TASK INSTRUCTIONS >>
Print the data that follows, exactly and completely.

Saved entries:
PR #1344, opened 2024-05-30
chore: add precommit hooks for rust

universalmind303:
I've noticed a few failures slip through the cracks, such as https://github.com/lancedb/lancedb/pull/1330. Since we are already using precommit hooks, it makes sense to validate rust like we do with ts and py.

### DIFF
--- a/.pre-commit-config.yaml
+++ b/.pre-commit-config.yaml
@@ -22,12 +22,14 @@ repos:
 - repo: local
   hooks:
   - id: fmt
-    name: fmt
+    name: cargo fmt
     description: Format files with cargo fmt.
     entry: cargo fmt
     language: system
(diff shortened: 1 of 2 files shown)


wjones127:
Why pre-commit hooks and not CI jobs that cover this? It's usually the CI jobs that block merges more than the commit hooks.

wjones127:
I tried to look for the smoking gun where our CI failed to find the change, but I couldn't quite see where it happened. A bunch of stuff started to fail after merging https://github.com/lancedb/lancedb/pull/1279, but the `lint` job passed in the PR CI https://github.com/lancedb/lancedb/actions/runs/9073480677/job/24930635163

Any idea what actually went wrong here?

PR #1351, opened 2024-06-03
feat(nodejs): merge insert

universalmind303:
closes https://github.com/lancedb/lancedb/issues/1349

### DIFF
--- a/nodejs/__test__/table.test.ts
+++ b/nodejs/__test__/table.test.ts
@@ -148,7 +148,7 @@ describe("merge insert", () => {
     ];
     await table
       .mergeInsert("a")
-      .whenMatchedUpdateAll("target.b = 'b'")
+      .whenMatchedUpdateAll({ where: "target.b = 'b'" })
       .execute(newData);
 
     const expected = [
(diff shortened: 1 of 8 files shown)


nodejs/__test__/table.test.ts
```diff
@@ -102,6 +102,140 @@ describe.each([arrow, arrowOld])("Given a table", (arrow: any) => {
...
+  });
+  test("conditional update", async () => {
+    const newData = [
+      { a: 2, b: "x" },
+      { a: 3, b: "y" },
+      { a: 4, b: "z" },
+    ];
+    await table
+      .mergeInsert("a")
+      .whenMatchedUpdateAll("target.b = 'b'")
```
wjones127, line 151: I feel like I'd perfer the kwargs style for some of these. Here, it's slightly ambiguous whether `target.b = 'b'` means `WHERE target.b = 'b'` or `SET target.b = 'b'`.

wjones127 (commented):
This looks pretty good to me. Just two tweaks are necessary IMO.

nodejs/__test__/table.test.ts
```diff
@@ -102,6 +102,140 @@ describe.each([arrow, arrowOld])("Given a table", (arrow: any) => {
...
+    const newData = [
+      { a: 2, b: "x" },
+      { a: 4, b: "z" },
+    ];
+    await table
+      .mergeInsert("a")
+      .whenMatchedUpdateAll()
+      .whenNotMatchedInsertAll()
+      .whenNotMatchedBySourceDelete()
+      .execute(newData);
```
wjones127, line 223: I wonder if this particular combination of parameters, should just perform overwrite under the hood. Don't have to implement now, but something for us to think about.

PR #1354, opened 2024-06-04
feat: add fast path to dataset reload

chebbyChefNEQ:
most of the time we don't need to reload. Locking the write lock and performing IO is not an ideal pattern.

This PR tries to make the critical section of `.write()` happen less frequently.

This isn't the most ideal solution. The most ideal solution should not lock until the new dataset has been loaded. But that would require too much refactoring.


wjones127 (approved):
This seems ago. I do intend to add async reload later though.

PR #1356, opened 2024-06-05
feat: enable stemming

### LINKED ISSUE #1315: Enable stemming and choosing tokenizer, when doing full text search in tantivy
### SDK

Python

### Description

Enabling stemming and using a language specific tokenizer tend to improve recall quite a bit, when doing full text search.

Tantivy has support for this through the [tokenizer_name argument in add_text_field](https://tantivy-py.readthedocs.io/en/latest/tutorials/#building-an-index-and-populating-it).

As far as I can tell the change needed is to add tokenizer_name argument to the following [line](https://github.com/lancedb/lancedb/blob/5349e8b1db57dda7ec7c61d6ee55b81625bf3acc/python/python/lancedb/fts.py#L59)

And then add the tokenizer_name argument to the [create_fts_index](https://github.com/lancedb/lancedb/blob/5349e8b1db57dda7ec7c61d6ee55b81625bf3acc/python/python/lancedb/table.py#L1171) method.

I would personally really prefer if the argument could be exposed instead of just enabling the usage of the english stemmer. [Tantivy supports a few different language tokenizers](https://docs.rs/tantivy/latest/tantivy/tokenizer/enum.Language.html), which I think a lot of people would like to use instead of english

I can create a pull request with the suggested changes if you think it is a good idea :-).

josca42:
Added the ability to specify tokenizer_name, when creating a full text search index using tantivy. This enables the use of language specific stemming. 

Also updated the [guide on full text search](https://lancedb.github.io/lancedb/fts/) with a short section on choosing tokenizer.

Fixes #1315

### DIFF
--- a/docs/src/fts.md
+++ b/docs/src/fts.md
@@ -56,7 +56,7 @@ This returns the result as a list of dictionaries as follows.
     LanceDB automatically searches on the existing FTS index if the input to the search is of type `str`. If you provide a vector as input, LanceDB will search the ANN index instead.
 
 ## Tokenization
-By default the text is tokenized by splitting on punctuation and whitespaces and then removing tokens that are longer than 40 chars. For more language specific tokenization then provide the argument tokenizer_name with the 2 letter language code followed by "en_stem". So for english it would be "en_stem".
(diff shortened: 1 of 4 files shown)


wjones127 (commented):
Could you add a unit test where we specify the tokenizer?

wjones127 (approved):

RESULT OF THIS TASK >>
PR #1344, opened 2024-05-30
chore: add precommit hooks for rust

universalmind303:
I've noticed a few failures slip through the cracks, such as https://github.com/lancedb/lancedb/pull/1330. Since we are already using precommit hooks, it makes sense to validate rust like we do with ts and py.

### DIFF
--- a/.pre-commit-config.yaml
+++ b/.pre-commit-config.yaml
@@ -22,12 +22,14 @@ repos:
 - repo: local
   hooks:
   - id: fmt
-    name: fmt
+    name: cargo fmt
     description: Format files with cargo fmt.
     entry: cargo fmt
     language: system
(diff shortened: 1 of 2 files shown)


wjones127:
Why pre-commit hooks and not CI jobs that cover this? It's usually the CI jobs that block merges more than the commit hooks.

wjones127:
I tried to look for the smoking gun where our CI failed to find the change, but I couldn't quite see where it happened. A bunch of stuff started to fail after merging https://github.com/lancedb/lancedb/pull/1279, but the `lint` job passed in the PR CI https://github.com/lancedb/lancedb/actions/runs/9073480677/job/24930635163

Any idea what actually went wrong here?

PR #1351, opened 2024-06-03
feat(nodejs): merge insert

universalmind303:
closes https://github.com/lancedb/lancedb/issues/1349

### DIFF
--- a/nodejs/__test__/table.test.ts
+++ b/nodejs/__test__/table.test.ts
@@ -148,7 +148,7 @@ describe("merge insert", () => {
     ];
     await table
       .mergeInsert("a")
-      .whenMatchedUpdateAll("target.b = 'b'")
+      .whenMatchedUpdateAll({ where: "target.b = 'b'" })
       .execute(newData);
 
     const expected = [
(diff shortened: 1 of 8 files shown)


nodejs/__test__/table.test.ts
```diff
@@ -102,6 +102,140 @@ describe.each([arrow, arrowOld])("Given a table", (arrow: any) => {
...
+  });
+  test("conditional update", async () => {
+    const newData = [
+      { a: 2, b: "x" },
+      { a: 3, b: "y" },
+      { a: 4, b: "z" },
+    ];
+    await table
+      .mergeInsert("a")
+      .whenMatchedUpdateAll("target.b = 'b'")
```
wjones127, line 151: I feel like I'd perfer the kwargs style for some of these. Here, it's slightly ambiguous whether `target.b = 'b'` means `WHERE target.b = 'b'` or `SET target.b = 'b'`.

wjones127 (commented):
This looks pretty good to me. Just two tweaks are necessary IMO.

nodejs/__test__/table.test.ts
```diff
@@ -102,6 +102,140 @@ describe.each([arrow, arrowOld])("Given a table", (arrow: any) => {
...
+    const newData = [
+      { a: 2, b: "x" },
+      { a: 4, b: "z" },
+    ];
+    await table
+      .mergeInsert("a")
+      .whenMatchedUpdateAll()
+      .whenNotMatchedInsertAll()
+      .whenNotMatchedBySourceDelete()
+      .execute(newData);
```
wjones127, line 223: I wonder if this particular combination of parameters, should just perform overwrite under the hood. Don't have to implement now, but something for us to think about.

PR #1354, opened 2024-06-04
feat: add fast path to dataset reload

chebbyChefNEQ:
most of the time we don't need to reload. Locking the write lock and performing IO is not an ideal pattern.

This PR tries to make the critical section of `.write()` happen less frequently.

This isn't the most ideal solution. The most ideal solution should not lock until the new dataset has been loaded. But that would require too much refactoring.


wjones127 (approved):
This seems ago. I do intend to add async reload later though.

PR #1356, opened 2024-06-05
feat: enable stemming

### LINKED ISSUE #1315: Enable stemming and choosing tokenizer, when doing full text search in tantivy
### SDK

Python

### Description

Enabling stemming and using a language specific tokenizer tend to improve recall quite a bit, when doing full text search.

Tantivy has support for this through the [tokenizer_name argument in add_text_field](https://tantivy-py.readthedocs.io/en/latest/tutorials/#building-an-index-and-populating-it).

As far as I can tell the change needed is to add tokenizer_name argument to the following [line](https://github.com/lancedb/lancedb/blob/5349e8b1db57dda7ec7c61d6ee55b81625bf3acc/python/python/lancedb/fts.py#L59)

And then add the tokenizer_name argument to the [create_fts_index](https://github.com/lancedb/lancedb/blob/5349e8b1db57dda7ec7c61d6ee55b81625bf3acc/python/python/lancedb/table.py#L1171) method.

I would personally really prefer if the argument could be exposed instead of just enabling the usage of the english stemmer. [Tantivy supports a few different language tokenizers](https://docs.rs/tantivy/latest/tantivy/tokenizer/enum.Language.html), which I think a lot of people would like to use instead of english

I can create a pull request with the suggested changes if you think it is a good idea :-).

josca42:
Added the ability to specify tokenizer_name, when creating a full text search index using tantivy. This enables the use of language specific stemming. 

Also updated the [guide on full text search](https://lancedb.github.io/lancedb/fts/) with a short section on choosing tokenizer.

Fixes #1315

### DIFF
--- a/docs/src/fts.md
+++ b/docs/src/fts.md
@@ -56,7 +56,7 @@ This returns the result as a list of dictionaries as follows.
     LanceDB automatically searches on the existing FTS index if the input to the search is of type `str`. If you provide a vector as input, LanceDB will search the ANN index instead.
 
 ## Tokenization
-By default the text is tokenized by splitting on punctuation and whitespaces and then removing tokens that are longer than 40 chars. For more language specific tokenization then provide the argument tokenizer_name with the 2 letter language code followed by "en_stem". So for english it would be "en_stem".
(diff shortened: 1 of 4 files shown)


wjones127 (commented):
Could you add a unit test where we specify the tokenizer?

wjones127 (approved):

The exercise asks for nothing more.